Content starts

PR #1416, opened 2026-06-03
[LogicalObjectFifoFromMemrefOp ] Fix canonicalize's convergence

Abhishek-Varma:
The canonicalize pattern for LogicalObjectFifoFromMemrefOp was returning success() in two no-op cases (empty tile list, already-sorted-and-deduped tiles) without performing any IR rewrite. The MLIR greedy driver treats a success() return as "rewrite happened" and re-enqueues the op forever, causing applyPatternsGreedily to either burn through its iteration cap or silently diverge (observed as iree-util-fold-globals never terminating on placed-LOF modules).
Fix both cases to return failure(). Add a lit test with test-convergence to catch regressions for the empty-tiles, already-canonical, unsorted, and duplicate-tiles cases.


jtuyls (commented):
LGTM, nice!

PR #194, opened 2022-03-22
Introduce async into the testsuite

pehala:
Replaces our custom event loops with async tests and methods instead. This PR should not change the functionality.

Content ends

Task prompt: Please copy out every entry exactly, with nothing omitted.

Expected output:
PR #1416, opened 2026-06-03
[LogicalObjectFifoFromMemrefOp ] Fix canonicalize's convergence

Abhishek-Varma:
The canonicalize pattern for LogicalObjectFifoFromMemrefOp was returning success() in two no-op cases (empty tile list, already-sorted-and-deduped tiles) without performing any IR rewrite. The MLIR greedy driver treats a success() return as "rewrite happened" and re-enqueues the op forever, causing applyPatternsGreedily to either burn through its iteration cap or silently diverge (observed as iree-util-fold-globals never terminating on placed-LOF modules).
Fix both cases to return failure(). Add a lit test with test-convergence to catch regressions for the empty-tiles, already-canonical, unsorted, and duplicate-tiles cases.


jtuyls (commented):
LGTM, nice!

PR #194, opened 2022-03-22
Introduce async into the testsuite

pehala:
Replaces our custom event loops with async tests and methods instead. This PR should not change the functionality.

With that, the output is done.